**Task prompt**
State, as a bare number, how many lines below contain "sync".
BEGIN Input material
PR #131, opened 2018-05-30
Do not restart a stopped container.

timuralp:
Restarting the cloud connector when it's stopped makes it less obvious
to remove the container.

### DIFF
--- a/scripts/ensure_cloud_connector_container_started
+++ b/scripts/ensure_cloud_connector_container_started
@@ -24,7 +24,7 @@ docker container rm cloud-connector 2>/dev/null ||:
 
 docker run -d -v `pwd`:/swift-s3-sync \
     --network swift-s3-sync-net --network-alias cloud-connector \
-    --restart on-failure --name cloud-connector \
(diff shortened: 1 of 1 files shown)


dbishop:
I don't get it, when does it need to be stopped?

timuralp:
@dbishop when it's running on my laptop. Once the containers are running, rebuilding this one and setting it up again has to be done with `docker rm -f`. Is there a reason we want the container to be restarted when explicitly stopped by `docker stop`?

dbishop:
@timuralp if you want to rebuild the container, you run `ensure_cloud_connector_container_started` which does a stop and rm.  IME, that always worked for me...

timuralp:
I don't see a negative consequence to not restarting on explicit `docker stop` events, although I now can't reproduce the original problem I bumped into. Will reopen if I bump into it.

When I observed the restart behavior, `ensure_cloud_connector_container_started` is racy, because if the connector is restarted before `docker rm`, it will fail.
END Input material
**Written reply**
2